My daughter had a total pancreatectomy at nine weeks of age due to Persistent Hyperinsulinemic Hypoglycemia of Infancy (PHHI) and is insulin dependent. Now, three and a half years old, she is on Lantus and Humalog. She gets A1c tests every three months. Her highest was 8.2 at about nine months old. Her latest was 7.2. Her endocrinologist says this is acceptable and doesn't want her control "too tight" due to her age and the potential for hypoglycemic episodes.

  1. At what point should she start being tested for complications?

  2. Is the A1c number the most important factor in determining the likelihood for complications or, is it the day to day glucose readings?

  3. How dangerous is it to have an occasional high that lasts for a few hours?

  4. Since she is insulin dependent due to a total pancreatectomy, is she more or less likely to have complications than a type 1 diabetic?

  5. Will her control be any easier during puberty, etc. than a person with type 1?

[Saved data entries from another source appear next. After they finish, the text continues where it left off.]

PR #677, opened 2021-01-13
Fix/Update id.lua

Wojbie:
Resolves concatenate nil error with disk.getID(sDrive) returning nil for non-disk medium. Adds identification for audio and non-disk medium.

Putting it up as draft cause i am unable to capture proper wording for "non-disk medium" and other messages. They feel off to me. Would appreciate someone with better handle on english chipping in.

I tried to keep file in same style as old one despite the fact it could/should be written more cleanly.
Also no tests cause no simple way to simulate peripherals in tests.

### DIFF
--- a/src/main/resources/data/computercraft/lua/rom/programs/id.lua
+++ b/src/main/resources/data/computercraft/lua/rom/programs/id.lua
@@ -32,7 +32,7 @@ else
 
     local id = disk.getID(sDrive)
     if id then
-        print("The disk is #" .. disk.getID(sDrive))
+        print("The disk is #" .. id)
     else
         print("Non-disk data medium")
     end
--- a/src/main/resources/data/computercraft/lua/rom/programs/id.lua
+++ b/src/main/resources/data/computercraft/lua/rom/programs/id.lua
@@ -13,19 +13,17 @@ if sDrive == nil then
     end
 
 else
-    local bAudio = disk.hasAudio(sDrive)
-    if bAudio then
-        print("Audio medium")
-
+    if disk.hasAudio(sDrive) then
         local title = disk.getAudioTitle(sDrive)
         if title then
-            print("Audio is titled \"" .. title .. "\"")
+            print("Has audio track \"" .. title .. "\"")
+        else
+            print("Has untitled audio")
         end
         return
     end
 
-    local bData = disk.hasData(sDrive)
-    if not bData then
+    if not disk.hasData(sDrive) then
         print("No disk in drive " .. sDrive)
         return
     end
@@ -34,7 +32,7 @@ else
     if id then
         print("The disk is #" .. id)
     else
-        print("Non-disk data medium")
+        print("Non-disk data source")
     end
 
     local label = disk.getLabel(sDrive)
--- a/src/main/resources/data/computercraft/lua/rom/programs/id.lua
+++ b/src/main/resources/data/computercraft/lua/rom/programs/id.lua
@@ -13,16 +13,32 @@ if sDrive == nil then
     end
 
 else
+    local bAudio = disk.hasAudio(sDrive)
+    if bAudio then
+        print("Audio medium")
+
+        local title = disk.getAudioTitle(sDrive)
+        if title then
+            print("Audio is titled \"" .. title .. "\"")
+        end
+        return
+    end
+
     local bData = disk.hasData(sDrive)
     if not bData then
         print("No disk in drive " .. sDrive)
         return
     end
 
-    print("The disk is #" .. disk.getID(sDrive))
+    local id = disk.getID(sDrive)
+    if id then
+        print("The disk is #" .. disk.getID(sDrive))
+    else
+        print("Non-disk data medium")
+    end
 
     local label = disk.getLabel(sDrive)
     if label then
-        print("The disk is labelled \"" .. label .. "\"")
+        print("Labelled \"" .. label .. "\"")
     end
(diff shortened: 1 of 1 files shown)


SquidDev:
> Also no tests cause no simple way to simulate peripherals in tests.

[Oh how wrong you are](https://github.com/SquidDev-CC/CC-Tweaked/commit/331031be450a2eab062ea7b71d3a98758f57f230). Entirely in document right now though, so probably better to leave that to me :p.

src/main/resources/data/computercraft/lua/rom/programs/id.lua
```diff
@@ -13,16 +13,32 @@ if sDrive == nil then
...
     local bData = disk.hasData(sDrive)
     if not bData then
         print("No disk in drive " .. sDrive)
         return
     end
 
-    print("The disk is #" .. disk.getID(sDrive))
+    local id = disk.getID(sDrive)
+    if id then
+        print("The disk is #" .. disk.getID(sDrive))
```
Lupus590, line 35: Why fetch the id again when you can just get it out of the var `id`?

src/main/resources/data/computercraft/lua/rom/programs/id.lua
```diff
@@ -13,16 +13,32 @@ if sDrive == nil then
     end
 
 else
+    local bAudio = disk.hasAudio(sDrive)
+    if bAudio then
```
SquidDev, line 17:
```suggestion
    if disk.hasAudio(sDrive) then
```

src/main/resources/data/computercraft/lua/rom/programs/id.lua
```diff
@@ -13,16 +13,32 @@ if sDrive == nil then
...
+        print("Audio medium")
```
SquidDev, line 18: Maybe instead of doing "Audio medium", we either display `Has audio track "the title"` or `Unknown audio track`?

Dunno - "Audio medium" is correct, but also feels a bit of a clunky descriptor?

src/main/resources/data/computercraft/lua/rom/programs/id.lua
```diff
@@ -13,16 +13,32 @@ if sDrive == nil then
...
         print("No disk in drive " .. sDrive)
         return
     end
 
-    print("The disk is #" .. disk.getID(sDrive))
+    local id = disk.getID(sDrive)
+    if id then
+        print("The disk is #" .. id)
+    else
+        print("Non-disk data medium")
```
SquidDev, line 37:
```suggestion
        print("Disk has no id")
```

SquidDev (changes requested):

SquidDev:
> Also no tests cause no simple way to simulate peripherals in tests.

Oh, one thing you could do is just stub out the disk API. That's what we've done in other tests.

src/main/resources/data/computercraft/lua/rom/programs/id.lua
Wojbie: Can be other things then disk. Like computer, or pocket, or turtle. Should we really call it a "Disk" then?

src/main/resources/data/computercraft/lua/rom/programs/id.lua
Wojbie: This was exactly my problem with this program... Hmm `Has audio track "the title"` or `Has untitled audio track` ?

src/main/resources/data/computercraft/lua/rom/programs/id.lua
Wojbie: Should i do that with all locals? Cause i will gladly get rid of all of them if we are dropping idea of "educational and stupidly long programs".

src/main/resources/data/computercraft/lua/rom/programs/id.lua
SquidDev: Oh, true. Maybe "Drive does not contain a disk"? I'd say wait for #634, but that's not going to give you a localisable string.

Honestly, not entirely opposed to just doing something like the following in the if statement above. `id` isn't meant to be a diagnostic tool for the whole adjacent drive.

```lua
if not disk.hasData(sDrive) or not disk.getID(sDrive) then
  print("No disk in drive " .. sDrive)
  return
end
```

(don't feel like you have to, I'm fine with doing what you're suggesting here).

src/main/resources/data/computercraft/lua/rom/programs/id.lua
SquidDev: Well, ones we don't reuse. But yes :).

SquidDev: Personal take is that the best way CraftOS programs can be educational is if they are readable and demonstrate good(ish) practice. They don't need to be overly explicit/verbose, as that's what examples are for!

Wojbie:
Honestly it sounds more productive to wait for peripheral testing to get finalized and documented and then roll it out en mass to all tests in separate PR then stubbing one test at time.

Wojbie:
Thanks for help with phrasing. This sounds way better then my first version did.

Probably `id` should be updated again with new methods if #638 gets merged or someone implements #634 in some other way but i will mark it as ready for current state of mod.

SquidDev (approved):

SquidDev:
Thank you!

PR #292, opened 2021-09-22
hps_accel: add post processing pipeline

alanvgreen:
This builds on the previous SRDHM and RDBPOT instructions, adding a whole pipeline for the functionality.


danc86 (approved):
I also went back and studied the previous PR, and this one, to see if I could spot where the timing sensitivity could be in the previous PR (and how this could have fixed it). I couldn't see anything though. So that makes me nervous...

PR #291, opened 2021-09-21
Merge upstream VexRiscv and Litex.

tcal-x:
VexRiscv now based on SpinalHDL 1.6.0.
Signal 'rsp_payload_response_ok' has been removed.

Signed-off-by: Tim Callahan <tcal@google.com>

PR #294, opened 2021-09-22
bump litedram and reduce hps_accel on Arty to 75MHz

danc86:
@tcal-x is there anything else I should test for the litedram bump, apart from that my designs are still working fine on Arty?


tcal-x:
Hi @danc86 ; I have the litedram bump also in #291, but not the clock rate adjustment.

I don't think the oxide test here will pass; it's stuck on the `wait -p` issue.

tcal-x (approved):
LGTM

PR #297, opened 2021-09-23
hps_accel: single Conv2D test

alanvgreen:
Tests a single Conv2D op, based on actual data from the HPS model. A
single layer is easier to work with in some kinds of debugging.

Includes code to dump a layer's input and output data to the console, as
well as infrastructure to use that dumped data in a test.

This test will not work on the proto2 board due to memory size
constraints. In future, we may wish to exclude it from the proto2
binary, but there is currently no simple mechanism to do so.


proj/hps_accel/Makefile
```diff
@@ -19,11 +19,15 @@ export DEFINES :=
...
+# For development purposes, dump a layer in accelerated code
+# (Large effect on performance, much output)
+#DEFINES += DUMP_LAYER=20
+
 # Uncomment this line to use software defined CFU functions in software_cfu.cc
 #DEFINES += CFU_SOFTWARE_DEFINED
 
 # Uncomment this line to skip debug code (large effect on performance)
-DEFINES += NDEBUG
+#DEFINES += NDEBUG
```
danc86, line 30: May not want to land this line

danc86 (approved):

alanvgreen:
How does one "finish a review" in the git hub interface. Is it like this?

proj/hps_accel/Makefile
alanvgreen: Thanks!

Both the day to day blood glucose values and the A1c values matter. The A1c is the most objective and we have excellent research studies showing the correlations with future complications. Both would likely indicate similar levels of control or lack of control since they are closely associated. Most complications of diabetes do not show up until at or around puberty, so screening generally starts at these times. However, the high sugars previously thought to "not matter so much" prepuberty have been shown in studies in Berlin, Sydney, Brussels and Chieti, to matter even before puberty. So, many of us believe that optimum control should start at diagnosis and that there is no "safe age" to allow higher blood glucose levels. Always, this is modified by degree, frequency and severity of hypoglycemia.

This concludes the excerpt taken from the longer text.